▶ [Exercise]: Please tally the lines of the listing that follows where the word "after" appears, and reply with the number only.

▶ [Source information]:

PR #282, opened 2025-03-11
Do not remove client on relation_broken

### LINKED ISSUE #268: Investigate client deleted on scale down
### Bug Description

We have noticed that sometimes the client_id that is in the databag may be deleted from the hydra database. Also we are occasionally getting this error:
```
unit-grafana-0: 16:10:53 ERROR unit.grafana/0.juju-log grafana-source:14: Uncaught exception while in charm code:
Traceback (most recent call last):
  File "/var/lib/juju/agents/unit-grafana-0/charm/venv/ops/model.py", line 3320, in _run
    result = subprocess.run(args, **kwargs)  # type: ignore
  File "/usr/lib/python3.8/subprocess.py", line 516, in run
    raise CalledProcessError(retcode, process.args,
subprocess.CalledProcessError: Command '('/var/lib/juju/tools/unit-grafana-0/secret-get', 'secret://32140fb1-ca8d-4581-8700-6556654e47f5/curgiunmp25c77sv7i0g', '--format=json')' returned non-zero exit status 1.

The above exception was the direct cause of the following exception:

Traceback (most recent call last):
  File "./src/charm.py", line 1636, in <module>
    main(GrafanaCharm, use_juju_for_storage=True)
  File "/var/lib/juju/agents/unit-grafana-0/charm/venv/ops/__init__.py", line 343, in __call__
    return _main.main(charm_class=charm_class, use_juju_for_storage=use_juju_for_storage)
  File "/var/lib/juju/agents/unit-grafana-0/charm/venv/ops/_main.py", line 543, in main
    manager.run()
  File "/var/lib/juju/agents/unit-grafana-0/charm/venv/ops/_main.py", line 529, in run
    self._emit()
  File "/var/lib/juju/agents/unit-grafana-0/charm/venv/ops/_main.py", line 518, in _emit
    _emit_charm_event(self.charm, self.dispatcher.event_name, self._juju_context)
  File "/var/lib/juju/agents/unit-grafana-0/charm/venv/ops/_main.py", line 134, in _emit_charm_event
    event_to_emit.emit(*args, **kwargs)
  File "/var/lib/juju/agents/unit-grafana-0/charm/venv/ops/framework.py", line 347, in emit
    framework._emit(event)
  File "/var/lib/juju/agents/unit-grafana-0/charm/venv/ops/framework.py", line 857, in _emit
    self._reemit(event_path)
  File "/var/lib/juju/agents/unit-grafana-0/charm/venv/ops/framework.py", line 947, in _reemit
    custom_handler(event)
  File "/var/lib/juju/agents/unit-grafana-0/charm/lib/charms/tempo_coordinator_k8s/v0/charm_tracing.py", line 735, in wrapped_function
    return callable(*args, **kwargs)  # type: ignore
  File "/var/lib/juju/agents/unit-grafana-0/charm/lib/charms/grafana_k8s/v0/grafana_source.py", line 566, in _on_grafana_source_relation_changed
    self.on.sources_changed.emit()  # pyright: ignore
  File "/var/lib/juju/agents/unit-grafana-0/charm/venv/ops/framework.py", line 347, in emit
    framework._emit(event)
  File "/var/lib/juju/agents/unit-grafana-0/charm/venv/ops/framework.py", line 857, in _emit
    self._reemit(event_path)
  File "/var/lib/juju/agents/unit-grafana-0/charm/venv/ops/framework.py", line 947, in _reemit
    custom_handler(event)
  File "/var/lib/juju/agents/unit-grafana-0/charm/lib/charms/tempo_coordinator_k8s/v0/charm_tracing.py", line 735, in wrapped_function
    return callable(*args, **kwargs)  # type: ignore
  File "./src/charm.py", line 438, in _on_grafana_source_changed
    self._configure()
  File "/var/lib/juju/agents/unit-grafana-0/charm/lib/charms/tempo_coordinator_k8s/v0/charm_tracing.py", line 735, in wrapped_function
    return callable(*args, **kwargs)  # type: ignore
  File "./src/charm.py", line 538, in _configure
    if self.containers["workload"].get_plan().services != self._build_layer().services:
  File "/var/lib/juju/agents/unit-grafana-0/charm/lib/charms/tempo_coordinator_k8s/v0/charm_tracing.py", line 735, in wrapped_function
    return callable(*args, **kwargs)  # type: ignore
  File "./src/charm.py", line 1087, in _build_layer
    oauth_provider_info = self.oauth.get_provider_info()
  File "/var/lib/juju/agents/unit-grafana-0/charm/lib/charms/hydra/v0/oauth.py", line 477, in get_provider_info
    _client_secret = self.get_client_secret(client_secret_id)
  File "/var/lib/juju/agents/unit-grafana-0/charm/lib/charms/hydra/v0/oauth.py", line 486, in get_client_secret
    client_secret = self.model.get_secret(id=client_secret_id)
  File "/var/lib/juju/agents/unit-grafana-0/charm/venv/ops/model.py", line 308, in get_secret
    content = self._backend.secret_get(id=id, label=label)
  File "/var/lib/juju/agents/unit-grafana-0/charm/venv/ops/model.py", line 3692, in secret_get
    result = self._run('secret-get', *args, return_output=True, use_json=True)
  File "/var/lib/juju/agents/unit-grafana-0/charm/venv/ops/model.py", line 3322, in _run
    raise ModelError(e.stderr) from e
ops.model.ModelError: ERROR permission denied

unit-grafana-0: 16:10:53 ERROR juju.worker.uniter.operation hook "grafana-source-relation-changed" (via hook dispatching script: dispatch) failed: exit status 1
unit-grafana-0: 16:10:53 INFO juju.worker.uniter awaiting error resolution for "relation-changed" hook
```

The error is probably related to scaling down hydra or the remote app.

nsklikas:
IAM-1344

There is no way to tell what caused the event to be emitted, it could be that the relation is departing but it could also mean that one of the applications is being scaled down.

Closes #268

### DIFF
--- a/lib/charms/hydra/v0/oauth.py
+++ b/lib/charms/hydra/v0/oauth.py
@@ -67,7 +67,7 @@ LIBAPI = 0
 
 # Increment this PATCH version before using `charmcraft publish-lib` or reset
 # to 0 if you are raising the major API version
-LIBPATCH = 10
+LIBPATCH = 11
 
 PYDEPS = ["jsonschema"]
 
@@ -419,12 +419,8 @@ class OAuthRequirer(OAuthRelation):
             self.on.invalid_client_config.emit(e.args[0])
 
     def _on_relation_broken_event(self, event: RelationBrokenEvent) -> None:
-        # Workaround for https://github.com/canonical/operator/issues/888
-        self._pop_relation_data(event.relation.id)
-        if self.is_client_created():
-            event.defer()
-            logger.info("Relation data still available. Deferring the event")
-            return
+        # This may be caused by a provider unit being removed.
+        # Also the oauth data may still be there, perhaps we should remove this event altogether for now.
 
         # Notify the requirer that the relation data was removed
         self.on.oauth_info_removed.emit()
@@ -734,10 +730,12 @@ class OAuthProvider(OAuthRelation):
         return f"client_secret_{relation.id}"
 
     def _on_relation_broken(self, event: RelationBrokenEvent) -> None:
+        # There is no way to tell if this event was emitted because the relation was removed or if one of
+        # the applications was scaled down. Until this is fixed, we don't delete the client.
         # Workaround for https://github.com/canonical/operator/issues/888
-        self._pop_relation_data(event.relation.id)
+        # self._pop_relation_data(event.relation.id)
 
-        self._delete_juju_secret(event.relation)
+        # self._delete_juju_secret(event.relation)
         self.on.client_deleted.emit(event.relation.id)
 
     def _create_juju_secret(self, client_secret: str, relation: Relation) -> Secret:
@@ -754,6 +752,9 @@ class OAuthProvider(OAuthRelation):
             return
         else:
             secret.remove_all_revisions()
+
+    def remove_secret(self, relation: Relation) -> None:
+        return self._delete_juju_secret(relation)
 
     def set_provider_info_in_relation_data(
         self,
--- a/src/charm.py
+++ b/src/charm.py
@@ -17,12 +17,7 @@ from charms.data_platform_libs.v0.data_interfaces import (
 )
 from charms.grafana_k8s.v0.grafana_dashboard import GrafanaDashboardProvider
 from charms.hydra.v0.hydra_endpoints import HydraEndpointsProvider
-from charms.hydra.v0.oauth import (
-    ClientChangedEvent,
-    ClientCreatedEvent,
-    ClientDeletedEvent,
-    OAuthProvider,
-)
+from charms.hydra.v0.oauth import ClientChangedEvent, ClientCreatedEvent, OAuthProvider
 from charms.identity_platform_login_ui_operator.v0.login_ui_endpoints import (
     LoginUIEndpointsRequirer,
 )
@@ -63,6 +58,7 @@ from constants import (
     INTERNAL_INGRESS_INTEGRATION_NAME,
     LOGGING_RELATION_NAME,
     LOGIN_UI_INTEGRATION_NAME,
+    OAUTH_INTEGRATION_NAME,
     PEER_INTEGRATION_NAME,
     PROMETHEUS_SCRAPE_INTEGRATION_NAME,
     PUBLIC_INGRESS_INTEGRATION_NAME,
@@ -72,7 +68,12 @@ from constants import (
     TEMPO_TRACING_INTEGRATION_NAME,
     WORKLOAD_CONTAINER,
 )
-from exceptions import MigrationError, PebbleServiceError
+from exceptions import (
+    ClientDoesNotExistError,
+    CommandExecError,
+    MigrationError,
+    PebbleServiceError,
+)
 from integrations import (
     DatabaseConfig,
     InternalIngressData,
@@ -173,6 +174,7 @@ class HydraCharm(CharmBase):
         )
 
         self.framework.observe(self.on.hydra_pebble_ready, self._on_hydra_pebble_ready)
+        self.framework.observe(self.on.update_status, self._holistic_handler)
         self.framework.observe(self.on.leader_elected, self._on_leader_elected)
         self.framework.observe(self.on.config_changed, self._on_config_changed)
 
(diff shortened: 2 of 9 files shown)


lib/charms/hydra/v0/oauth.py
```diff
@@ -733,12 +729,14 @@ def _get_client_config_from_relation_data(self, event: RelationChangedEvent) ->
     def _get_secret_label(self, relation: Relation) -> str:
         return f"client_secret_{relation.id}"
 
-    def _on_relation_broken(self, event: RelationBrokenEvent) -> None:
-        # Workaround for https://github.com/canonical/operator/issues/888
-        self._pop_relation_data(event.relation.id)
+    # There is no way to tell if this event was emittede because the relation was removed or if one of
+    # the applications was scaled down. Until this is fixed, we don't delete the client.
```
natalian98, line 733: Question: when scaled down, does only the departing unit receive this event? If that's the case maybe we could just check for leadership before deleting the client?

nsklikas: The docs have changed and I am struggling to find it, but afaict only the departing unit gets the event. Still if someone deletes the leader unit, all clients would be deleted. Even if juju will not do this on it's own, someone could do remove that unit manually. Not sure if we are fine with this.

BarcoMasile (approved):

nsklikas:
I added a reconciliation function that will deleted the client created by the `oauth` relation asynchronously. This will introduce some more load on the charm, how fast this will be depends on juju and how log it will take to get the peer relation data. Please have another go at reviewing it.

src/charm.py
```diff
@@ -671,6 +662,30 @@ def _on_rotate_key_action(self, event: ActionEvent) -> None:
...
+                self._cli.delete_oauth_client(client["client_id"])
+            except CommandExecError:
+                logger.error(
+                    f"Failed to delete the OAuth client bound with the oauth integration: {rel_id}"
+                )
+                continue
+            except ClientDoesNotExistError:
+                pass
+
+            self.peer_data.pop(k)
```
natalian98, line 687: Should we also delete the juju secret?

natalian98 (dismissed):
lgtm

BarcoMasile (dismissed):

src/charm.py
```diff
@@ -671,6 +662,30 @@ def _on_rotate_key_action(self, event: ActionEvent) -> None:
...
         event.set_results({"new-key-id": jwk_id})
 
+    @leader_unit
+    def _clean_up_oauth_relation_clients(self):
+        for k in list(self.peer_data.keys()):
+            if not k.startswith("oauth_"):
+                continue
+
+            rel_id = k[len("oauth_") :]
+            if self.model.get_relation(OAUTH_INTEGRATION_NAME, relation_id=int(rel_id)).active:
```
natalian98, line 672: Question: Would it be enough to just run this logic on `client_deleted`?
According to https://ops.readthedocs.io/en/latest/reference/ops.html#ops.Relation.active this is only inactive on relation broken events

src/cli.py
```diff
@@ -294,7 +294,9 @@ def delete_oauth_client(self, client_id: str) -> Optional[str]:
             stdout = self._run_cmd(cmd)
         except Error as err:
             logger.error("Failed to delete an OAuth client: %s", err)
-            return None
+            if "Unable to locate the resource" in err.stderr:
```
wood-push-melon, line 297: A nitpick (feel free to ignore): We need to `except ExecError` here, otherwise the `error` may not have the attribute `stderr`.

src/charm.py
```diff
@@ -671,6 +662,30 @@ def _on_rotate_key_action(self, event: ActionEvent) -> None:
         event.log("Successfully rotated the JWK")
         event.set_results({"new-key-id": jwk_id})
 
+    @leader_unit
+    def _clean_up_oauth_relation_clients(self):
+        for k in list(self.peer_data.keys()):
```
wood-push-melon, line 667: Just a nitpick (feel free to ignore): `for k in self.peer_data.keys()` should be good enough. `KeysView` should be iterable.

wood-push-melon (dismissed):

src/charm.py
nsklikas: I am `pop`ing from the peer relation data inside the loop, this causes an exception because the iterable is changing during the iteration.

src/charm.py
nsklikas: Good catch, I think that this means that this shouldn't be run on `client_deleted`, as the relation will be departing then.

src/charm.py
wood-push-melon: ic,  feel free to ignore the comment if it's too picky.

We could collect the deleted clients (keys), then pop them at the end of the function. So it won't cause any trouble I guess.

An illustration:
```
keys_to_remove = []
for k in self.peer_data.keys():
    ...
    # after a client is deleted
    keys_to_remove.append(k)

for k in keys_to_remove:
    self.peer_data.pop(k)
```

nsklikas: Yes this would work, I feel there is no great difference between the 2 approaches. Probably this one uses less memory since you don't have to create the list. Will change it

tests/unit/test_actions.py
```diff
@@ -585,3 +586,84 @@ def test_when_action_succeeds(
...
+                "oauth_1": json.dumps({"client_id": "client_id"}),
+                "oauth_2": json.dumps({"client_id": "client_id"}),
+                "oauth_3": json.dumps({"client_id": "client_id"}),
+            },
+        )
+
+        harness.run_action("reconcile-oauth-clients")
+
+        mocked_cli.call_count == 3
+        assert "Successfully deleted 3 clients"
```
wood-push-melon, line 669: LGTM. A minor thing:

```python
assert mocked_cli.call_count == 3
assert "Successfully deleted 3 clients" in output.logs
```

wood-push-melon (dismissed):

BarcoMasile (dismissed):

natalian98 (approved):

PR #337, opened 2025-05-07
Block charm if not integrated with Login UI

### LINKED ISSUE #322: Block hydra when login UI relation is not ready
### Bug Description

We are often seeing deployments where hydra is in an active state, BUT the URLs are not configured properly (it is using the `default-url` domain). We should investigate whether we have a race condition. I think that the easiest way to prevent this would be to block/wait hydra until we have a valid set of URLs from the login UI.

nsklikas:
IAM-1468

Closes #322

### DIFF
--- a/src/charm.py
+++ b/src/charm.py
@@ -88,9 +88,9 @@ from utils import (
     container_connectivity,
     database_integration_exists,
     leader_unit,
+    login_ui_integration_exists,
     peer_integration_exists,
     public_ingress_integration_exists,
-    login_ui_integration_exists,
 )
 
 logger = logging.getLogger(__name__)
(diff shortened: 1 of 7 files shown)


wood-push-melon (dismissed):
LGTM. Just a minor thing:

I guess it would be better to add a test case similar to the following in integration test.

```python
async def test_remove_public_ingress_integration(
    ops_test: OpsTest, hydra_application: Application
) -> None:
    async with remove_integration(ops_test, TRAEFIK_PUBLIC_APP, PUBLIC_INGRESS_INTEGRATION_NAME):
        assert hydra_application.status == "blocked"
```

nsklikas:
> LGTM. Just a minor thing:
> 
> I guess it would be better to add a test case similar to the following in integration test.
> 
> ```python
> async def test_remove_public_ingress_integration(
>     ops_test: OpsTest, hydra_application: Application
> ) -> None:
>     async with remove_integration(ops_test, TRAEFIK_PUBLIC_APP, PUBLIC_INGRESS_INTEGRATION_NAME):
>         assert hydra_application.status == "blocked"
> ```

Added

wood-push-melon (approved):

BarcoMasile (approved):

PR #355, opened 2025-06-24
Add token hook integration

nsklikas:
IAM-1555

A matching PR will be created for the hook-service-operator the will implement the other side of this relation. Setting this to draft until that is ready and tested

### DIFF
--- a/lib/charms/hydra/v0/hydra_token_hook.py
+++ b/lib/charms/hydra/v0/hydra_token_hook.py
@@ -12,7 +12,8 @@ config.
 
 import enum
 import logging
-from typing import Annotated, Any, List, Optional, TypeVar, Union, get_args
+from functools import cached_property
+from typing import List, Optional
 
 from ops import (
     CharmBase,
@@ -25,14 +26,11 @@ from ops import (
     RelationCreatedEvent,
     RelationEvent,
 )
-from pydantic import BaseModel as _BaseModel
 from pydantic import (
-    BeforeValidator,
+    BaseModel,
+    ConfigDict,
     Field,
-    PlainSerializer,
-    ValidationInfo,
 )
-from pydantic_core import from_json
 
 LIBID = "b2e5e865f0bc43638f1e4a0a63e899a9"
 LIBAPI = 0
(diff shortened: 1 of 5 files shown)


lib/charms/hydra/v0/hydra_token_hook.py
```diff
@@ -0,0 +1,252 @@
...
+LIBPATCH = 1
+
+PYDEPS = ["pydantic"]
+
+INTEGRATION_NAME = "hydra-token-hook"
+INTERFACE_NAME = "hydra_token_hook"
+logger = logging.getLogger(__name__)
+
+
+class BaseModel(_BaseModel):
```
wood-push-melon, line 48: Have a question about the section before the `AuthType`:

A bit hard to understand what it does at the first glance. Is it possible to simplify it a bit? Do `field_validator` and `field_serializer` help?

src/integrations.py
```diff
@@ -164,6 +165,52 @@ def load(cls, requirer: LoginUIEndpointsRequirer) -> "LoginUIEndpointData":
...
+                "token_hook_auth_in": self.auth_in,
+            })
+        return r
+
+    @classmethod
+    def load(cls: "HydraHookData", requirer: HydraHookRequirer) -> "HydraHookData":
+        if not (is_ready := requirer.ready()):
+            return cls()
+
+        data = requirer.consume_relation_data()
```
wood-push-melon, line 200: A minor thing:

We need to check if it's `None` before proceeding.

src/integrations.py
```diff
@@ -164,6 +165,52 @@ def load(cls, requirer: LoginUIEndpointsRequirer) -> "LoginUIEndpointData":
...
+            r.update({
+                "token_hook_auth_type": self.auth_type,
+                "token_hook_auth_name": self.auth_name,
+                "token_hook_auth_value": self.auth_value,
+                "token_hook_auth_in": self.auth_in,
+            })
+        return r
+
+    @classmethod
+    def load(cls: "HydraHookData", requirer: HydraHookRequirer) -> "HydraHookData":
```
wood-push-melon, line 196: A cosmetic thing: don't need to annotate the `cls`.

src/integrations.py
nsklikas: The `ready` function will return false if there is no data in the databag. So we can be sure that `consume_relation_data` will not return None.

lib/charms/hydra/v0/hydra_token_hook.py
natalian98, line 1: question: If hydra is the requirer, shouldn't the library be provided by hook-service?
It works eitherway, just looks a bit counterintuitive.

nsklikas: Who the requirer/provider is, is decided based on who provides the service/information. Here, hydra requires the information provided by the hook service.
The library should be defined in a central place, based on who needs to use it. Hydra should be the owner of the library as it is the only constant in the relation, other charms may be defined that provide this functionality as well. I don't think there will be other charms that implement the hydra hook logic though.

PR #356, opened 2025-06-25
IAM-1504

wood-push-melon:


src/configs.py
```diff
@@ -25,13 +26,21 @@ class CharmConfig:
...
             "dev_mode": self._config["dev"],
             "log_level": self._config["log_level"],
             "access_token_strategy": "jwt" if self._config["jwt_access_tokens"] else "opaque",
         }
 
+    def to_env_vars(self) -> EnvVars:
+        return {
+            "DEV": "true" if self._config["dev"] else "false",
+        }
+
```
nsklikas, line 43: question: Not sure I get this, do we need to set the env var, the `dev` key in the config and the `--dev` flag in the CLI?

natalian98 (approved):

PR #368, opened 2025-07-04
Don't restart service if config didn't change

### LINKED ISSUE #361: Service gets restarted on update_status event
### Bug Description

Every time the holistic handler runs, we restart the service. This became an issue recently when we started running the holistic handler on the `update_status`. We should update the holistic handler to restart the service only if the config file OR the env vars have changed.

nsklikas:
IAM-1613

Closes #361

### DIFF
--- a/src/services.py
+++ b/src/services.py
@@ -4,12 +4,14 @@
 import logging
 from collections import ChainMap
 from pathlib import PurePath
+from typing import Optional
 
+from ops import StoredState
 from ops.model import Container, ModelError, Unit
 from ops.pebble import Layer, LayerDict
 
 from cli import CommandLine
-from configs import ConfigFileManager
+from configs import ConfigFile
 from constants import (
     ADMIN_PORT,
     CONFIG_FILE_NAME,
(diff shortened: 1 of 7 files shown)


src/services.py
```diff
@@ -101,11 +102,19 @@ def prepare_dir(self, path: str | PurePath) -> None:
     def push_config_file(self, content: str) -> None:
         self._container.push(CONFIG_FILE_NAME, content, make_dirs=True)
 
-    def plan(self, layer: Layer) -> None:
+    def _restart_service(self, config_manager: ConfigFileManager) -> None:
+        if config_manager.config_changed:
+            self._container.restart(WORKLOAD_CONTAINER)
+        elif not self._container.get_service(WORKLOAD_CONTAINER).is_running():
+            self._container.start(WORKLOAD_CONTAINER)
```
wood-push-melon, line 109: Just a question:

Does `replan` cover the case of `start`?

nsklikas: Only if `startup = enabled`. But I think that we have disabled startup because pebble would try to start the service when the config wasn't ready, which created unnecessary error logs.

src/services.py
```diff
@@ -101,11 +102,19 @@ def prepare_dir(self, path: str | PurePath) -> None:
     def push_config_file(self, content: str) -> None:
         self._container.push(CONFIG_FILE_NAME, content, make_dirs=True)
 
-    def plan(self, layer: Layer) -> None:
+    def _restart_service(self, config_manager: ConfigFileManager) -> None:
+        if config_manager.config_changed:
```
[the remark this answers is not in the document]
nsklikas: IMHO it is better to avoid multiple `return`s wherever possible. I will leave it as it is, unless you have a strong objection.

wood-push-melon (approved):

BarcoMasile (dismissed):

PR #2337, opened 2017-10-27
Added script for setting up chef cluster

skazi0:
Moved from https://github.com/crowbar/crowbar-core/pull/1388

**Why is this change necessary?**
There's currently no "automatic" or "documented" way of setting up chef-server cluster in SOC. Having multiple chef-server instances running at the same time to serve chef-client requests improves performance of large scale installations where single chef-server can be a bottle-neck and can be easily saturated by many concurrent requests from chef-clients.

**How does it address the issue?**
The script can be used to enable/disable multi-worker chef cluster with apache load balancer.

**Is there additional information worth sharing like links to a Trello
card, bug references, testing advice or dependencies to other pull
requests?**
https://trello.com/c/kQ1eLgYY/122-evaluate-performance-of-admin-node-on-scale-cloud

**Usage**
`/opt/dell/bin/chef-server-cluster enable` will configure and start chef cluster with default number of workers based on number of CPUs. If there was some `/etc/sysconfig/chef-server`, the old file will be backed up as `/etc/sysconfig/chef-server.old`. If there was some `/etc/apache2/vhosts.d/chef-server-cluster.conf` it will be used as-is. Modifications done by the script are scoped by marker comments.

`/opt/dell/bin/chef-server-cluster enable 8` will configure the cluster to use 8 workers.

`/opt/dell/bin/chef-server-cluster enable` can be called safely when cluster is already enabled and will re-configure the cluster appropriately depending on the arguments.

`/opt/dell/bin/chef-server-cluster disable` will disable the cluster and re-start single-worker chef-server. The config files are renamed with `.disabled` extension and services are restarted.


skazi0:
[Evaluate performance of admin node on scale cloud](https://trello.com/c/kQ1eLgYY/122-evaluate-performance-of-admin-node-on-scale-cloud)

skazi0:
@nicolasbock "cluster" might be a bit of an overstatement here. Starting `chef-server` with `-c <number>` results in multiple worker processes being spawned. Apache is used in front of this to hide it from the clients and keep the old port working. This change re-configures `chef-server` service to run with multiple workers and adds apache vhost to handle the load balancing.

nicolasbock:
Ah, thanks! Do we need to configure the ports it is listening to then?

PR #2338, opened 2017-10-27
[4.0] Added script for setting up chef cluster

skazi0:
backport of #2337


skazi0:
[Evaluate performance of admin node on scale cloud](https://trello.com/c/kQ1eLgYY/122-evaluate-performance-of-admin-node-on-scale-cloud)

PR #2339, opened 2017-11-20
Set admin server's platform to suse-12.3 after upgrade to Cloud8

jsuchome:


jsuchome:
Oh, no, this has to go to 4.0

jsuchome:
This is the correct one https://github.com/crowbar/crowbar/pull/2340

PR #2341, opened 2018-01-18
install-chef-suse: Configure epmd.socket correctly

vuntz:
With new erlang and rabbitmq-server packages, rabbitmq now depends on
the system-wide epmd service, which will only listen on IP addresses
defined for epmd.socket.

We need epmd to listen on the admin IP address (the one that resolves
the FQDN), so configure things accordingly.

### DIFF
--- a/scripts/install-chef-suse.sh
+++ b/scripts/install-chef-suse.sh
@@ -665,6 +665,16 @@ if [ ! -f /etc/rabbitmq/rabbitmq.config ] ; then
 EOF
 fi
 
+# Tell system-widde epmd to listen on right address (new rabbitmq-server
+# packages use this epmd service)
+mkdir -p /etc/systemd/system/epmd.socket.d
+cat << EOF > /etc/systemd/system/epmd.socket.d/port.conf
+[Socket]
+ListenStream=$IPv4_addr:4369
+FreeBind=true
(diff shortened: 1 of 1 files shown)


scripts/install-chef-suse.sh
```diff
@@ -665,6 +665,16 @@ if [ ! -f /etc/rabbitmq/rabbitmq.config ] ; then
 EOF
 fi
 
+# Tell system-widde epmd to listen on right address (new rabbitmq-server
+# packages use this epmd service)
+mkdir -p /etc/systemd/system/epmd.socket.d
+cat << EOF > /etc/systemd/system/epmd.socket.d/port.conf
+[Socket]
+ListenStream=$IPv4_addr:4369
+FreeBind=true
```
Itxaka:
```
 This option, when enabled, allows sockets to be bound to a non-local, not configured IP address, and hence allows bindings to a particular IP address before it actually becomes available, making such an explicit dependency to the configured address redundant
```
whats the reason for this? Is the network not available by this time?

vuntz: On reboot, the socket units are started before network.target (and wicked), which means before we get the IP address assigned to any interface. So without this, things fail on reboot.

PR #2344, opened 2018-02-12
sledgehammer: wait for network (bsc#985556)

bmwiedemann:
https://bugzilla.suse.com/show_bug.cgi?id=985556

Sometimes our start-up.sh runs before wicked's dhcp client
brought the network up.
In that case the old ping would return immediately with
'connect: Network is unreachable'
so we need to sleep and retry for a while
because without NFS we cannot really do any node discovery.

### DIFF
--- a/sledgehammer/start-up.sh
+++ b/sledgehammer/start-up.sh
@@ -150,8 +150,13 @@ echo "*.* @@${ADMIN_IP}" >> /etc/rsyslog.conf
 service $RSYSLOGSERVICE restart
 
 # Sometimes at this point network is not up yet, wait for it
-echo "Waiting for admin server ($ADMIN_IP) to be reachable; will wait up to 60 seconds..."
-ping -c 1 -w 60 $ADMIN_IP > /dev/null || {
+n=60
+echo "Waiting for admin server ($ADMIN_IP) to be reachable; will wait up to $n seconds..."
+while (( $n > 0 )) && ! ping -q -c 1 -w 1 $ADMIN_IP > /dev/null ; do
+    sleep 1
+    let n--
+done
+(( $n > 0 )) || {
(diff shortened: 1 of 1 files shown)


sledgehammer/start-up.sh
```diff
@@ -150,8 +150,13 @@ echo "*.* @@${ADMIN_IP}" >> /etc/rsyslog.conf
 service $RSYSLOGSERVICE restart
 
 # Sometimes at this point network is not up yet, wait for it
-echo "Waiting for admin server ($ADMIN_IP) to be reachable; will wait up to 60 seconds..."
-ping -c 1 -w 60 $ADMIN_IP > /dev/null || {
+n=60
+echo "Waiting for admin server ($ADMIN_IP) to be reachable; will wait up to $n seconds..."
+while [[ $n -gt 0 ]] && ! ping -q -c 1 -w 1 $ADMIN_IP > /dev/null ; do
```
nicolasbock: Alternatively (which I recently started preferring because it reads more "normal") `while (( $n > 0 )) &&`.

sledgehammer/start-up.sh
```diff
@@ -150,8 +150,13 @@ echo "*.* @@${ADMIN_IP}" >> /etc/rsyslog.conf
...
+    sleep 1
+    let n--
+done
+[[ $n -gt 0 ]] || {
```
nicolasbock: `(( $n > 0 )) ||`

sledgehammer/start-up.sh
bmwiedemann: updated it. would even work without '$' but I left it in for readability

bmwiedemann:
added this into DC8 sleshammer package to test - can be merged later this week then.

bmwiedemann:
saw a passed SOC8 test today, so it doesnt break discovery.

▶ [Result below]: 2